╭─ Records for the task

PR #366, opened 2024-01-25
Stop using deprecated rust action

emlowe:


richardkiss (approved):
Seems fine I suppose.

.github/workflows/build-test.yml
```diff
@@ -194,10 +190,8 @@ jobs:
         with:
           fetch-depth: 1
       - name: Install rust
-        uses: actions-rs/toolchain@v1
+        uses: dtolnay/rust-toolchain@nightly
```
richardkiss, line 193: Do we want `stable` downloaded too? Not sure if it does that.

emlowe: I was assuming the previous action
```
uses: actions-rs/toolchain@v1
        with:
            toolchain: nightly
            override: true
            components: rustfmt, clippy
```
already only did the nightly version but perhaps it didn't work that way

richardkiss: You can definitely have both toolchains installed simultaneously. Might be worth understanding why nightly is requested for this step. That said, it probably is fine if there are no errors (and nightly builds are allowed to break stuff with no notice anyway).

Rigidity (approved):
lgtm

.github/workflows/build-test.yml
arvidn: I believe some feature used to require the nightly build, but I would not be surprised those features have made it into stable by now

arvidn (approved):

╰─

▶ What to produce
Down to the last line, give the records again exactly.

▶ Exercise response
PR #366, opened 2024-01-25
Stop using deprecated rust action

emlowe:


richardkiss (approved):
Seems fine I suppose.

.github/workflows/build-test.yml
```diff
@@ -194,10 +190,8 @@ jobs:
         with:
           fetch-depth: 1
       - name: Install rust
-        uses: actions-rs/toolchain@v1
+        uses: dtolnay/rust-toolchain@nightly
```
richardkiss, line 193: Do we want `stable` downloaded too? Not sure if it does that.

emlowe: I was assuming the previous action
```
uses: actions-rs/toolchain@v1
        with:
            toolchain: nightly
            override: true
            components: rustfmt, clippy
```
already only did the nightly version but perhaps it didn't work that way

richardkiss: You can definitely have both toolchains installed simultaneously. Might be worth understanding why nightly is requested for this step. That said, it probably is fine if there are no errors (and nightly builds are allowed to break stuff with no notice anyway).

Rigidity (approved):
lgtm

.github/workflows/build-test.yml
arvidn: I believe some feature used to require the nightly build, but I would not be surprised those features have made it into stable by now

arvidn (approved):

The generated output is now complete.